Internalization of α-synuclein oligomers into SH-SY5Y cells

• Published in: Biophysical journal Vol. 120; no. 5; pp. 877 - 885
• Main Authors: Shearer, Lindsay J., Petersen, Nils O., Woodside, Michael T.
• Format: Journal Article
• Language: English
• Published: United States Elsevier Inc 02.03.2021; The Biophysical Society
• Subjects: alpha-Synuclein - metabolism; Biological Transport; Endocytosis; Humans; Lysosomes - metabolism
• ISSN: 0006-3495; 1542-0086
• DOI: 10.1016/j.bpj.2020.12.031

Aggregates of misfolded α-synuclein are a distinctive feature of Parkinson’s disease. Small oligomers of α-synuclein are thought to be an important neurotoxic agent, and α-synuclein aggregates exhibit prion-like behavior, propagating misfolding between cells. α-Synuclein is internalized by both passive diffusion and active uptake mechanisms, but how uptake varies with the size of the oligomer is less clear. We explored how α-synuclein internalization into live SH-SY5Y cells varied with oligomer size by comparing the uptake of fluorescently labeled monomers to that of engineered tandem dimers and tetramers. We found that these α-synuclein constructs were internalized primarily through endocytosis. Oligomer size had little effect on their internalization pathway, whether they were added individually or together.
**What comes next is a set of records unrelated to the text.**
PR #2655, opened 2026-04-01
Add cl_khr_cooperative_matrix tests

svenvh:
Add tests for the `cl_khr_cooperative_matrix` extension.

The extension defines various operations on cooperative matrix types. The list of tested operations is in `cooperative_matrix.def`.  Each entry in that `.def` file results in a subtest.

Each subtest will iterate over all supported variants reported by the runtime and test each variant.  An individual variant can be run using the `--variant` command line option.

This CTS suite generates textual SPIR-V and uses spirv-tools to assemble the textual SPIR-V into a SPIR-V binary.


test_conformance/extensions/cl_khr_cooperative_matrix/program.cpp
```diff
@@ -0,0 +1,895 @@
...
+    OpCooperativeMatrixStoreKHR %out %result %layoutRes %strideRes
+            )";
+            break;
+
+        case CoopMatOp::copy:
+        case CoopMatOp::copy_stride0:
+        case CoopMatOp::multicomponent_load:
+        case CoopMatOp::multicomponent_store:
+            spirv_text << R"(
+    %matSrc = OpCooperativeMatrixLoadKHR )" << getResTy() << R"( %in)" << variant.order << R"( %layout)" << variant.order << R"( %stride)" << variant.order << R"(
```
joselopeqti, line 409: `matAty` should be the type always used for `OpCooperativeMatrixLoadKHR` in the copy tests. 
When a unary variant is created, `variant.inputA`, `variant.inputB` and `variant.inputC` matrices use the same size (rows x cols). 
For example, for a supported variant that uses MatrixA (64 x 16) and MatrixB (16 x 64), if the order of the copy operation is B, `variant.inputA` and `variant.inputB` will be 16x64. This results on the next SPIR-V being generated:
```  
%sizeM = OpConstant %i32 16
%sizeK = OpConstant %i32 64
%sizeN = OpConstant %i32 64
```

And then `matBty` will be used resulting in storing a 64x64 matrix in a buffer of size 16x64

svenvh: Nice catch, thanks!  Always using `matAty` would mean the `OpCooperativeMatrixLoadKHR` operations are only tested with `Use = MatrixAKHR`, whereas we should cover all `Use` values.  I'll prepare a different fix.

svenvh: I've pushed a fix now; let me know if this works for you.

test_conformance/extensions/cl_khr_cooperative_matrix/CMakeLists.txt
```diff
@@ -0,0 +1,41 @@
...
+      cooperative_matrix.cpp
+      main.cpp
+      program.cpp
+  )
+
+  include(../../CMakeCommon.txt)
+  target_include_directories(${${MODULE_NAME}_OUT} PRIVATE ${SPIRV_TOOLS_INCLUDE_DIRS})
+  target_link_libraries(${${MODULE_NAME}_OUT} ${SPIRV_TOOLS_LDFLAGS})
+else()
+  message(STATUS "SPIRV-Tools not found; cl_khr_cooperative_matrix tests will not be built")
```
bashbaug, line 40: Asking as a review comment for better threading.

I am interested in this kind of SPIR-V tools integration for general-purpose SPIR-V testing via generated SPIR-V files vs. the current SPIR-V testing using pre-written .spvasm files.  Especially for cases where testing iterates over a combination of source and destination types, it's much more maintainable to generate each test case on-the-fly rather than commit tens (or more) different files.

My questions are specifically:

1. Are we happy with this general approach? Are we OK adding a built dependency on SPIR-V tools for general-purpose SPIR-V testing? Do we want to support building SPIR-V testing (specifically, `test_spirv_new`) without support for SPIR-V tools, or are we OK requiring SPIR-V tools for SPIR-V testing?
2. If so, are we OK separating out the SPIR-V tools integration into a separate PR? Is there anything we would want to change in the process?

Note that (2) is not needed if we can get this PR merged soon, but there hasn't been a lot of activity on it lately, so it will take some concerted effort and/or risk taking to get it merged in the near future.

bashbaug: Somewhat related: We might want to revisit https://github.com/KhronosGroup/OpenCL-CTS/pull/2527 if we proceed with SPIR-V tools integration, especially if we add a build dependency on SPIR-V tools for `test_spirv_new` but not for the entire CTS.  With access to SPIR-V tools, we could generate SPIR-V modules for the SPIR-V extensions, extended instruction sets, and capabilities returned by SPIR-V queries, but we'd want to do that testing as part of `test_spirv_new` and not as part of `test_api` (where the SPIR-V query testing is currently).

svenvh: I'm happy to factor the SPIR-V tools integration out into a separate PR.  I always felt that's a substantial change warranting a dedicated PR anyway.  As part of that, I can migrate an existing spirv_new test as a proof-of-concept, so that folks can test the new dependency in their environments without needing a cooperative matrix implementation.

test_conformance/extensions/cl_khr_cooperative_matrix/cooperative_matrix.cpp
```diff
@@ -0,0 +1,2512 @@
...
+        int64_t min = CL_SHRT_MIN;
+        return { min, max };
+    }
+    if (type == CL_DEVICE_COOPERATIVE_MATRIX_COMPONENT_TYPE_SINT32_KHR)
+    {
+        int64_t max = CL_INT_MAX;
+        int64_t min = CL_INT_MIN;
+        return { min, max };
+    }
+    if (type == CL_DEVICE_COOPERATIVE_MATRIX_COMPONENT_TYPE_SINT32_KHR)
```
rjodinchr, line 815:
```suggestion
    if (type == CL_DEVICE_COOPERATIVE_MATRIX_COMPONENT_TYPE_SINT64_KHR)
```

test_conformance/extensions/cl_khr_cooperative_matrix/cooperative_matrix.cpp
```diff
@@ -0,0 +1,2512 @@
...
+            break;
+
+        case CoopMatOpKind::Ternary:
+            // For ternary operations (notably multiply-accumulate), derive the
+            // variants to test directly from the runtime-reported variants.
+            for (auto &rv : gTestContext->variants)
+            {
+                if (op == CoopMatOp::matrixmuladd_wrapping
+                    && isFloatType(rv.result_type))
+                    break;
```
rjodinchr, line 2409: That break statement would skip all the remaining variants
```suggestion
                    continue;
```

test_conformance/extensions/cl_khr_cooperative_matrix/cooperative_matrix.cpp
```diff
@@ -0,0 +1,2512 @@
...
+        {
+            return bounds;
+        }
+    }
+}
+
+template <typename T, std::enable_if_t<is_bounds_type_v<T>, int> = 0>
+T boundsIntersection(T left, T right)
+{
+    auto min = std::min(left.min, right.min);
```
rjodinchr, line 1019:
```suggestion
    auto min = std::max(left.min, right.min);
```

test_conformance/extensions/cl_khr_cooperative_matrix/cooperative_matrix.cpp
```diff
@@ -0,0 +1,2512 @@
...
+                // Signed inputs must be sign extended.
+                uint64_t a = isSignedType(inputs[0]->elementType)
+                    ? inputs[0]->get<int64_t>(AIndex)
+                    : inputs[0]->get<uint64_t>(AIndex);
+                uint64_t b = isSignedType(inputs[1]->elementType)
+                    ? inputs[1]->get<int64_t>(BIndex)
+                    : inputs[1]->get<uint64_t>(BIndex);
+
+                const uint64_t multiplication = (a * b) & RESULT_MASK;
+                acc = saturating_add(multiplication, acc, resultWidthInBytes,
```
rjodinchr, line 1916: Masking `(a * b) & RESULT_MASK` converts negative signed products (e.g. `-5` as 8-bit `0xFB` / `251`) into positive `uint64_t` values. In `saturating_add`, `const int64_t signedA = a` sees `251 > 0`, causing negative multiplication results to erroneously saturate to the positive maximum.

test_conformance/extensions/cl_khr_cooperative_matrix/halffp.hpp
```diff
@@ -0,0 +1,85 @@
...
+    }
+
+    HalfFP operator/(const HalfFP &o) const
+    {
+        return HalfFP(static_cast<float>(*this) / static_cast<float>(o));
+    }
+
+    bool operator!=(const HalfFP &o) const
+    {
+        return static_cast<float>(data) != static_cast<float>(o.data);
```
rjodinchr, line 66: I'm not sure this is correct.
In half `+0.0f == -0.0f`, which does not feel to be the case with that expression.
Why not use the same (almost) as for `==`?

test_conformance/extensions/cl_khr_cooperative_matrix/cooperative_matrix.cpp
```diff
@@ -0,0 +1,2512 @@
...
+        kernel, device, CL_KERNEL_LOCAL_SIZE_FOR_SUB_GROUP_COUNT,
+        sizeof(numSubgroups), (void *)&numSubgroups, sizeof(globalSize),
+        (void *)&globalSize, nullptr);
+    test_error_fail(err, "Failed to get required work group size");
+    variant.globalSize = globalSize;
+
+    // Enqueue the work. Cooperative matrices need full subgroups so we set the
+    // global size to the (local) size of a single subgroup.
+    err = clEnqueueNDRangeKernel(queue, kernel, 1, nullptr, &globalSize,
+                                 nullptr, 0, nullptr, nullptr);
```
rjodinchr, line 2206: I'm not sure to understand the comment, should this set the local size using `globalSize` as well?

test_conformance/extensions/cl_khr_cooperative_matrix/cooperative_matrix.cpp
```diff
@@ -0,0 +1,2512 @@
...
+            return "i32";
+        case CL_DEVICE_COOPERATIVE_MATRIX_COMPONENT_TYPE_UINT64_KHR:
+            return "i64";
+        default: return "???";
+    }
+}
+
+std::string
+describeBufferKind(cl_device_cooperative_matrix_component_type_khr kind)
+{
```
rjodinchr, line 566: Second definition of that function

test_conformance/extensions/cl_khr_cooperative_matrix/cooperative_matrix.cpp
```diff
@@ -0,0 +1,2512 @@
...
+        out << "]\n";
+    }
+
+    log_info("%s\n", out.str().c_str());
+}
+
+template <class Ty>
+Ty getHelper(size_t i,
+             cl_device_cooperative_matrix_component_type_khr elementType,
+             std::vector<uint8_t> data)
```
rjodinchr, line 665:
```suggestion
             const std::vector<uint8_t>& data)
```

test_conformance/extensions/cl_khr_cooperative_matrix/CMakeLists.txt
```diff
@@ -0,0 +1,41 @@
...
+pkg_search_module(SPIRV_TOOLS SPIRV-Tools)
+if (NOT SPIRV_TOOLS_FOUND)
+  # then try locating SPIRV-Tools via cmake (the new way)
+  find_package(SPIRV-Tools)
+  find_package(SPIRV-Tools-tools)
+  if (SPIRV-Tools_FOUND AND SPIRV-Tools-tools_FOUND)
+    set(SPIRV_TOOLS_FOUND TRUE)
+    # check for the existence of library targets in the found packages
+    if(TARGET SPIRV-Tools-shared)
+      # use the shared libary target if present
```
rjodinchr, line 13:
```suggestion
      # use the shared library target if present
```

test_conformance/opencl_conformance_tests_full.csv
```diff
@@ -109,4 +109,5 @@ cl_ext_cxx_for_opencl,extensions/cl_ext_cxx_for_opencl/test_cl_ext_cxx_for_openc
 cl_khr_semaphore,extensions/cl_khr_semaphore/test_cl_khr_semaphore
 cl_khr_command_buffer,extensions/cl_khr_command_buffer/test_cl_khr_command_buffer
 cl_khr_command_buffer_mutable_dispatch,extensions/cl_khr_command_buffer/cl_khr_command_buffer_mutable_dispatch/test_cl_khr_mutable_dispatch
+cl_khr_cooperative Matrix,test_conformance/extensions/cl_khr_cooperative_matrix/test_cl_khr_cooperative_matrix
```
rjodinchr, line 112:
```suggestion
cl_khr_cooperative_matrix,extensions/cl_khr_cooperative_matrix/test_cl_khr_cooperative_matrix
```

.github/workflows/presubmit.yml
```diff
@@ -161,6 +177,8 @@ jobs:
                   CMAKE_OPENCL_LIBRARIES_OPTION="${CMAKE_OPENCL_LIBRARIES_OPTION} -lpthread"
               fi
           fi
+          PKG_CONFIG_LIBDIR='${{ github.workspace }}'/SPIRV-Tools/install/lib/pkgconfig/
+          PKG_CONFIG_PATH=
```
rjodinchr, line 181: We fetch and build SPIRV-Tools only for `aarch64` but set this for all target, are we sure about this?

test_conformance/extensions/cl_khr_cooperative_matrix/main.cpp
```diff
@@ -0,0 +1,194 @@
...
+// Export a const pointer to the test context so it cannot be modified
+// during testing.
+const TestContext *gTestContext = &writableTestContext;
+
+int main(int argc, const char *argv[])
+{
+    if (parseTestArgs(&argc, argv) != TEST_PASS)
+    {
+        return TEST_FAIL;
+    }
```
rjodinchr, line 189: To be removed.
Use `runTestHarnessWithCheckAndParse` instead

test_conformance/extensions/cl_khr_cooperative_matrix/main.cpp
```diff
@@ -0,0 +1,194 @@
...
+
+    err = clGetDeviceInfo(
+        device, CL_DEVICE_COOPERATIVE_MATRIX_POINTER_ALIGNMENT_KHR,
+        sizeof(cl_uint), &writableTestContext.devicePointerAlignment, nullptr);
+    test_error_fail(
+        err,
+        "clGetDeviceInfo for "
+        "CL_DEVICE_COOPERATIVE_MATRIX_POINTER_ALIGNMENT_KHR failed\n");
+    log_info("Pointer alignment is %d bytes.\n",
+             writableTestContext.devicePointerAlignment);
```
rjodinchr, line 60: We need `REQUIRE_EXTENSION("cl_khr_cooperative_matrix")` before that call I believe

test_conformance/extensions/cl_khr_cooperative_matrix/program.cpp
```diff
@@ -0,0 +1,906 @@
...
+            }
+            else
+            {
+                convOp = "OpConvertUToF";
+            }
+        }
+        else
+        {
+            // it must be a bitwidth conversion
+            convOp = "OpUConvert";
```
rjodinchr, line 717: If the source integer is signed, `OpSConvert` must be emitted instead of `OpUConvert`. Using `OpUConvert` zero-extends signed negative integers, causing conversion tests for negative integers to fail.

test_conformance/extensions/cl_khr_cooperative_matrix/program.cpp
```diff
@@ -0,0 +1,906 @@
...
+    %matB = OpCooperativeMatrixLoadKHR %matBty %inB %layoutB %strideB
+    %matC = OpCooperativeMatrixLoadKHR %matCty %inC %layoutC %strideC
+    %matAArr = OpCompositeConstruct %matAArrty %filledA %matA
+    %matBArr = OpCompositeConstruct %matBArrty %filledB %matB
+    %matCArr = OpCompositeConstruct %matCArrty %filledC %matC
+    %matAArr1 = OpCompositeExtract %matAty %matAArr 1
+    %matBArr1 = OpCompositeExtract %matBty %matBArr 1
+    %matCArr1 = OpCompositeExtract %matCty %matCArr 1
+
+    %result = OpCooperativeMatrixMulAddKHR %matCty %matA %matB %matC)" << muladdOperand << R"(
```
rjodinchr, line 591: Shouldn't it be using the `%matXArr1` instead of `%matX`?

test_conformance/extensions/cl_khr_cooperative_matrix/program.cpp
```diff
@@ -0,0 +1,906 @@
...
+            break;
+        case CoopMatOp::constant:
+        case CoopMatOp::composite:
+            spirv_text << R"(
+    %fillValue = OpConstant %)"
+                       << showScalarType(variant.inputA.elementType)
+                       << " 123\n";
+            if (op == CoopMatOp::constant)
+                spirv_text << R"(
+    %result = OpConstantComposite %matAty %fillValue
```
rjodinchr, line 258: I'm not sure about the type here. What if `variant.order` is `OpB` or `OpC`?

test_conformance/extensions/cl_khr_cooperative_matrix/CMakeLists.txt
bashbaug: Awesome!  If you don't mind factoring out the SPIR-V tools integration into a separate PR, I'll definitely take you up on the offer.  I would be interested in using this functionality soon, though, so I don't mind doing this myself if it's going to be some time.  Just let me know - thanks!

svenvh: Here's an initial attempt: https://github.com/KhronosGroup/OpenCL-CTS/pull/2782
It might take a few iterations to get it working on CI, so I've created it as a draft for now.

test_conformance/extensions/cl_khr_cooperative_matrix/cooperative_matrix.cpp
```diff
@@ -0,0 +1,2512 @@
...
+        case CoopMatOp::multicomponent_store:
+        case CoopMatOp::func:
+            variant.inputA.fill(0);
+            variant.inputB.fill(1);
+            variant.inputC.fill(2);
+            break;
+        case CoopMatOp::mul: {
+            MatrixType outType(variant.output.elementType, variant.output.nRows,
+                               variant.output.nCols, MatrixType::Use::Acc);
+            Bounds bounds = getBounds(outType.type);
```
joselopeqti, line 2037: This uses the bounds based only on the outputType, but the type of the Inputs can be different.

test_conformance/extensions/cl_khr_cooperative_matrix/cooperative_matrix.cpp
```diff
@@ -0,0 +1,2512 @@
...
+            Bounds newBounds = std::visit(
+                [&](auto x) -> Bounds {
+                    auto min = x.min;
+                    auto max = x.max;
+                    auto maxMag = min >= 0 ? max : std::min(-min, max);
+                    // Allows some but not all to overflow.
+                    maxMag = std::sqrt(maxMag) / 4 * 5;
+                    x.max = maxMag;
+                    x.min = -maxMag;
```
joselopeqti, line 2046: In the case of unsigned bounds, `x.min = -maxMag;` could produce a large positive value instead.

test_conformance/extensions/cl_khr_cooperative_matrix/cooperative_matrix.cpp
```diff
@@ -0,0 +1,2512 @@
...
+                    return x;
+                },
+                bounds);
+            variant.inputA.fill(0, newBounds);
+            variant.inputB.fill(1, newBounds);
+            variant.inputC.fill(2, newBounds);
+            break;
+        }
+        case CoopMatOp::matrixmuladd:
+        case CoopMatOp::matrixmuladd_array: {
```
joselopeqti, line 2056: Same comments as the ones for `CoopMatOp::mul`

test_conformance/extensions/cl_khr_cooperative_matrix/cooperative_matrix.cpp
svenvh: Oops, thanks.

test_conformance/extensions/cl_khr_cooperative_matrix/cooperative_matrix.cpp
svenvh: Thanks, fixed.

test_conformance/extensions/cl_khr_cooperative_matrix/cooperative_matrix.cpp
svenvh: Thanks, fixed.

test_conformance/extensions/cl_khr_cooperative_matrix/cooperative_matrix.cpp
svenvh: Nice catch, thanks.

test_conformance/extensions/cl_khr_cooperative_matrix/cooperative_matrix.cpp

Measurements of co-localization of the α-synuclein constructs with fluorescent markers for early endosomes and lysosomes showed that most of the α-synuclein entered endocytic compartments, in which they were probably degraded. Treatment of the cells with the Pitstop inhibitor suggested that most of the oligomers were internalized by the clathrin-mediated pathway.